→ **Exercise objective**: Repeat exactly the lines from the start of the material below up to and including the "Add a new imageSource" line.

^^^^^^^^^^^^^^^^

PR #151, opened 2016-03-23
create a new imageSource property for imageReplace

Reettaphant:
Add a new imageSource property to metadata that contains imageSource and imageSourceOrigin. This will be used for imageReplace logic in the future. @piuccio


facia-json/src/main/scala/com/gu/facia/client/models/Collection.scala
```diff
@@ -9,6 +9,11 @@ object SlideshowAsset {
   implicit val slideshowAssetFormat = Json.format[SlideshowAsset]
 }
 
+case class ImageSourceAsset(imageSrc: String, imageSrcOrigin: String)
```
piuccio: in the model these are called `src` and `origin`

fapi-client/src/main/scala/com/gu/facia/api/models/curatedcontent.scala
```diff
@@ -8,6 +8,7 @@ sealed trait FaciaImage
 case class Cutout(imageSrc: String, imageSrcWidth: Option[String], imageSrcHeight: Option[String]) extends FaciaImage
 case class Replace(imageSrc: String, imageSrcWidth: String, imageSrcHeight: String) extends FaciaImage
 case class ImageSlideshow(assets: List[Replace]) extends FaciaImage
+case class ImageReplace(imageSrc: String, imageSrcOrigin: String) extends FaciaImage
```
piuccio: the curated content doesn't have to know about `imageSrcOrigin`

PR #157, opened 2016-04-07
Publish a separate artifact for play-json 2.5.x

cb372:
It seems that play-json 2.4.6 doesn't play nicely (excuse the pun) when you use the lib in a Play 2.5.1 app.


cb372:
Merging, as nobody seems to disagree with this approach.

PR #160, opened 2016-04-13
Added note about ImageReplace

rich-nguyen:
Update the changes.md doc to include @Reettaphant ImageReplace class. I didn't realise that had been added when I published...


piuccio:
👍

^^^^^^^^^^^^^^^^

→ **Written response**:
PR #151, opened 2016-03-23
create a new imageSource property for imageReplace

Reettaphant:
Add a new imageSource property to metadata that contains imageSource and imageSourceOrigin. This will be used for imageReplace logic in the future. @piuccio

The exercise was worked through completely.